More detail..the coolant does discharge, so we know it is trully overheating.  We are still running diagnostics on both issues, but I needed clarification.  The service manual states that the 3.5L should have two additional fan relays located between the fans in addition to the ones we've replaced on the PDC, however both the fan assembly that we pulled off the car that was working before and the new OEM replacement don't have that.  It looks like all OEM parts only list one part number as a replacement for the fan assembly, regardless of whether it's a 2.7L or 3.5L, and it doesn't have the two additional fan relays.  The car was manufactured in 05/2002. I'll be calling a dealer to see what they can find as well...A bit more insight on our history of the car.  We bought this car used in Oct/Nov 2009 for our daughter. It did not overheat when we bought it, however, once temps got a bit colder here in Texas, we noticed the heat wasn't working, so we decided to look at the thermostat.  It didn't have one at all, so then we put a new thermostat, and that's when this debacle all started.  The thermostat opens up and we tested the flow (working with accurate temps).

Thanks for all your help!

Answer
Hi Ana,
I don't have an '02 manual, but rather the '04 which does show the additional relays at the fan module for the 3.5L (but not the 2.7L).

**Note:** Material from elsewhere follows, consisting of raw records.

PR #10965, opened 2026-06-11
fix(http-client-js): preserve falsy params

### LINKED ISSUE #10264: [Bug]: http-client-js expand guards use truthy check, dropping falsy values like false and 0
### Describe the bug

The `http-client-js` emitter generates truthy guards (`&&`) for URI template expand keys. This means falsy values like `false`, `0`, and `""` are silently dropped from the query string.

### Reproduction

TypeSpec definition:

```typespec
model ListParams {
  @query isActive?: boolean;
  @query page?: int32;
}
```

Generated code:

```typescript
...(options?.isActive && { isActive: options.isActive }),
...(options?.page && { page: options.page }),
```

Calling with `{ isActive: false }` or `{ page: 0 }` drops the param entirely because `false && { ... }` and `0 && { ... }` short-circuit.

**Expected:** Use nullish checks instead of truthy checks:

```typescript
...(options?.isActive != undefined && { isActive: options.isActive }),
...(options?.page != undefined && { page: options.page }),
```

**Versions:** `@typespec/http-client-js@0.14.1`, `@typespec/compiler@1.10.0`

### Checklist

sugiruu:
Fixes #10264

### DIFF
--- a/packages/http-client-js/test/scenarios/http-operations/paging.md
+++ b/packages/http-client-js/test/scenarios/http-operations/paging.md
@@ -53,7 +53,7 @@ export function link(
 async function linkSend(client: TestClientContext, filter: string, options?: Record<string, any>) {
   const path = parse("/link{?filter,nextToken}").expand({
     filter: filter,
-    ...(options?.nextToken && { nextToken: options.nextToken }),
+    ...(options?.nextToken != undefined && { nextToken: options.nextToken }),
   });
   const httpRequestOptions = {
     headers: {},
@@ -174,7 +174,9 @@ export function link(
 async function linkSend(client: TestClientContext, filter: string, options?: Record<string, any>) {
   const path = parse("/link{?filter,maxPageSize}").expand({
     filter: filter,
-    ...(options?.maxPageSize && { maxPageSize: options.maxPageSize }),
+    ...(options?.maxPageSize != undefined && {
+      maxPageSize: options.maxPageSize,
+    }),
   });
   const httpRequestOptions = {
     headers: {},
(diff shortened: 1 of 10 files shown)


sugiruu:

packages/http-client-js/test/scenarios/http-operations/paging.md
```diff
@@ -53,7 +53,7 @@ export function link(
 async function linkSend(client: TestClientContext, filter: string, options?: Record<string, any>) {
   const path = parse("/link{?filter,nextToken}").expand({
     filter: filter,
-    ...(options?.nextToken && { nextToken: options.nextToken }),
+    ...(options?.nextToken != undefined && { nextToken: options.nextToken }),
```
xirzec, line 56: does a falsy value make sense here? I don't think `0` or `false` would ever make sense as a `nextToken` -- maybe we need some way to flag if the construct should permit falsy or not, e.g. another attribute on the property expression?

packages/http-client-js/test/scenarios/http-operations/paging.md
```diff
@@ -174,7 +174,9 @@ export function link(
 async function linkSend(client: TestClientContext, filter: string, options?: Record<string, any>) {
   const path = parse("/link{?filter,maxPageSize}").expand({
     filter: filter,
-    ...(options?.maxPageSize && { maxPageSize: options.maxPageSize }),
+    ...(options?.maxPageSize != undefined && {
```
xirzec, line 177: another case that doesn't make sense, a `maxPageSize` of zero can't be considered valid

xirzec (changes requested):
I love the concept of fixing this for body and query parameters in general, but I think we should be careful around known expressions that do not have a sane falsy value, like the two I've flagged.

If the '02 manual shows them, that is the same. Again, what are the fans doing as a function of the coolant temperature is the 'bottom line'. If the fans are coming on when the temp is rising, then that is all you need. So here is another possibility:
Because it ran well, although cold, when you got it, and the problems then began in the summer after a thermostat was put in, may I suggest that you consider the temperature 'set' of the thermostat that was installed? Thermostats can be purchased with a 'set' of around 180F or of around 195F and so you may just have a thermostat with two high of a setting for the fans that you have there.
Is there any chance that the original fan/housing/relay is available from the place that took it off? I am not clear why the double relays are needed (unless it has to do with gauge requirements for the wiring; it takes thinner wires to control a secondary relay then to send the current all the way from the PDC to the fan motors) but it would be better to have the original wiring set-up if you can re-create it economically.